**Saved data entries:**
----------
PR #311, opened 2017-08-09
deploy update sites before SNAPSHOT artifacts

KengoTODA:
This is just a trial: we've generated site contents in `after_success` phase so when we enter `deploy` phase we should have generated site in `build` directory.

I'm still not sure why site dirs are deleted by uploading SNAPSHOT artifacts, but this try will help us to identify the root cause (maybe related with #294, because deploy had no problem before we merge that...).

### DIFF
--- a/.travis.yml
+++ b/.travis.yml
@@ -42,7 +42,7 @@ script:
   - ./gradlew build smoketest sonarqube -S
 
 after_success:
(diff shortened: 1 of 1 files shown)


iloveeclipse:
OMG

iloveeclipse:
But finally we have it deployed !!! Great!!!
See https://spotbugs.github.io/eclipse-latest/site.xml

PR #313, opened 2017-08-11
Deploy released Eclipse Plugin to Update Site automaticallt

KengoTODA:
By these two `deploy` tasks, we can publish Eclipse Plugin to Update Site automatically.

For `eclipse` site, we deploy changes which is tagged by non-RC version. So the commit with tag `3.1.0_RCx` will not be deployed, but the commit with tag `3.1.0` will be deployed to https://spotbugs.github.io/eclipse/.

For `eclipse-candidate` site, we deploy all tagged changes. So both of `3.1.0_RCx` and `3.1.0` will be hosted at https://spotbugs.github.io/eclipse-candidate/.

### DIFF
--- a/.travis.yml
+++ b/.travis.yml
@@ -74,6 +74,14 @@ deploy:
     on:
       tags: true
       condition: "$JDK_FOR_TEST = oraclejdk8"
+  - provider: pages
+    skip_cleanup: true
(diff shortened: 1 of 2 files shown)


KengoTODA:
I forgot to update document, I will reopen this later.

Issue #323, opened 2017-08-17
All command line scripts are broken


iloveeclipse:
After commit 8b518ec0 all command line scripts do not forward arguments, so all command line tasks work now without any arguments. This is a blocker.

They all should append `$@` at the end of the new command line to forward arguments to `fbwrap` script.

sewe:
Sorry about that. I’ll fix this ASAP.

iloveeclipse:
Closed via #324.

PR #324, opened 2017-08-17
Fix broken command-line scripts (#323)

sewe:
In addition to now correctly passing on argument lists, this change also further improves upon the scripts; they now `exec` the script they warp, thus saving an extra process. Also, a few scripts which are effectively synonyms of another script (`unionBugs`/`unionResults` and `updateBugs`/`computeBugHistory`) now `exec` canonical scripts.

### DIFF
--- a/spotbugs/src/scripts/deprecated/bugHistory
+++ b/spotbugs/src/scripts/deprecated/bugHistory
@@ -1,11 +1,5 @@
 #! /bin/sh
 
-@GET_FBHOME@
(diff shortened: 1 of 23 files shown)


sewe:
@iloveeclipse I hope you don’t mind me doing some minor improvements beyond fixing the (admittedly stupid) parameter bug: The scripts now `exec` their replacement and a few synonym scripts are made more explicit (and should probably be deleted post 3.1.0).

PR #325, opened 2017-08-18
use isolated account for GitHub automation

KengoTODA:
Previously we use GitHub token generated by @kengotoda so post from SonarQube uses his icon.
It makes our communication complicated.

Now we've created @spotbugs-bot and this change will use new token generated by her.


KengoTODA:
I've confirmed that new GitHub token works as expected; It updated eclipse-latest successfully. https://github.com/spotbugs/eclipse-latest/commit/4478b714ec87fdcdd247683b2c583c2a5b73d7be

PR #337, opened 2017-08-20
Add more tests to gradle plugin, and close #320

### LINKED ISSUE #320: Cannot convert the provided notation to a File or URI: classesDirs
The full error is:

```
Cannot convert the provided notation to a File or URI: classesDirs.            
The following types/formats are supported:                                     
  - A String or CharSequence path, for example 'src/main/java' or '/usr/include'.                                                                             
  - A String or CharSequence URI, for example 'file:/usr/include'.             
  - A File instance.                   
  - A Path instance.                   
  - A URI or URL instance.
```

This appears when using Gradle plugin version 1.3. Probably this commit broke it:

https://github.com/spotbugs/spotbugs/commit/850dc13c1d7d0727024f13814b6e26d1b2ff6371

KengoTODA:
I've created a simple test for gradlePlugin, but it is not so nice because it cannot find packaged artifacts (spotbugs, spotbugs-annotations etc.) automatically so we need to install them into Maven local repository before we run test.

If you have idea to delete `./gradlew spotbugs:install -x test` from travis configuration, please let me know.


KengoTODA:
Hi @johnscancella, can I ask you to review this change?

johnscancella:
Yes I will take a look

johnscancella:
Gradle support for testing the functionality of a plugin in unit tests has always been sorely lacking. So I am thinking instead of hacking around it and installing the plugin locally, does it make more sense to create a small project that uses the plugin instead to test actual functionality?

If you would rather keep it as a unit test here are my comments:
It seems like testSpotBugsTaskCanRun was copied from TestSpotBugsTasksExist. Because there is much overlap I think it would be better to pull out the duplicated logic of setting up the test project into a `@Before` annotated method.
for example
```
@Before
  public void setup() throws Exception {
    File spotBugsLibraryFolder = new File("../spotbugs/build/libs/");
    System.err.println(spotBugsLibraryFolder.getAbsolutePath());
    String buildScript = "plugins {\n" +
        "  id 'java'\n" +
        "  id 'com.github.spotbugs'\n" +
        "}\n" +
        "version = 1.0\n" +
        "repositories {\n" +
        "  mavenCentral()\n" +
        "  mavenLocal()\n" +
        "}";

    File sourceDir = folder.newFolder("src", "main", "java");
    File to = new File(sourceDir, "Foo.java");
    File from = new File("src/test/java/com/github/spotbugs/Foo.java");
    Files.copy(from, to);

    File buildFile = folder.newFile("build.gradle");
    Files.write(buildScript.getBytes(), buildFile);
  }
```

KengoTODA:
Thanks @johnscancella for your review!

I felt that making project is overkill for now, so I extracted a method to generate a project for unit test.

johnscancella:
Also, you might want to take a look at https://docs.gradle.org/4.1/userguide/test_kit.html
it seems like if you create a task to write the classpath, you can then import that during a test and not have to deal with installing the plugin locally. It does make harder to then run the tests in an IDE, but not impossible.

gradlePlugin/src/test/java/com/github/spotbugs/SpotBugsPluginTest.java
```diff
@@ -21,65 +23,81 @@
...
-        "version = 1.0\n" +
-        "repositories {\n" + 
-        "  mavenCentral()\n" + 
-        "  mavenLocal()\n" + 
-        "}";
-    File root = folder.newFolder();
+  /**
+   * The root directory of generated project by {@link #createProject()}
+   */
+  private File root;
```
johnscancella: I would use http://junit.org/junit4/javadoc/4.12/org/junit/rules/TemporaryFolder.html here instead, since it will automatically clean the folder after each test, thus ensuring no contamination between tests.

KengoTODA: Nice review! I misunderstood that `TemporaryFolder#getRoot()` returns temporary directory like `/tmp`, but it actually returns `/tmp/junitfoobar`. I will follow your suggestion.

KengoTODA:
@johnscancella Thanks for your nice idea!

It seems that we still need additional hack to use this method, because [SpotBugs gradle plugin depends on SpotBugs](https://github.com/spotbugs/spotbugs/blob/b559146/gradlePlugin/src/main/java/com/github/spotbugs/SpotBugsPlugin.java#L99) so what we need is not only class files but also artifact metadata (maybe pom.xml).

Then let's merge current version with `./gradlew spotbugs:install -x test` for now, we can enhance it later.

KengoTODA:
TO SpotBugs members,
I've resolved conflict, please review and merge this PR. Thanks in advance!

KengoTODA:
Thanks @iloveeclipse @johnscancella !

PR #343, opened 2017-08-23
[docs] Generate bug description page not by gradle but by sphinx extension

KengoTODA:
Previously we needed to commit generated files to Git, because readthedocs does not support executing Gradle script before we build HTML pages. By this change, we can stop commiting them to Git.

It also makes possible to translate not only short/long descriptions but also detailed description.

For reviewer: Here is [staging site](http://spotbugs-in-kengo-toda.readthedocs.io/ja/translate-bug-description-page/) to check these changes.

cc @orihalcon128

PR #345, opened 2017-08-25
stop listing deprecated bugs in docs

KengoTODA:
This change will remove deprecated bugs such as `TLW_TWO_LOCK_NOTIFY` from bug descriptor list.

staging site: http://spotbugs-in-kengo-toda.readthedocs.io/en/remove-deprecated-bug-descriptions-from-docs/bugDescriptions.html

refs #343, cc: @orihalcon128

### DIFF
--- a/docs/extensions/generate_bug_description.py
+++ b/docs/extensions/generate_bug_description.py
@@ -34,6 +34,8 @@ def generate_bug_description(language):
             bug_description_page.write('\n\n')
 
             for bug_pattern in findbugs.findall(".//BugPattern[@category='%s']" % category):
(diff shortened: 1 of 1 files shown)


iloveeclipse:
I think I don't like this. All bug warnings we ship should have descriptions in the manual. Otherwise users will ask about them.

May be better to move deprecated stuff to the end and extra section.

orihalcon128:
Are bug patterns which is deprecated detected as bugs?

orihalcon128:
@KengoTODA I have thought various ways to do it.
How about marking the deprecation on the left or right side of the bug pattern name?
I think that it can be realized more easily than moving to extra section.

PR #350, opened 2017-08-26
Improve wording

Bananeweizen:
"are changed" seems grammatically wrong. Also the artificial line break
should not exist in the middle of the message.


iloveeclipse:
Thanks.

PR #353, opened 2017-08-26
Use new style filter tree

Bananeweizen:
Since Eclipse 3.5 filter text controls can embed the "clear" button
directly into the text control instead of showing a separate button.
This also removes a deprecation warning.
----------
**WORK ORDER:** As listed above, the lines from the line with "Issue #323, opened 2017-08-17" to the line with "After commit 8b518ec0" are to be echoed exactly, with both ends included and nothing added.

**RESPONSE AREA:**
Issue #323, opened 2017-08-17
All command line scripts are broken


iloveeclipse:
After commit 8b518ec0 all command line scripts do not forward arguments, so all command line tasks work now without any arguments. This is a blocker.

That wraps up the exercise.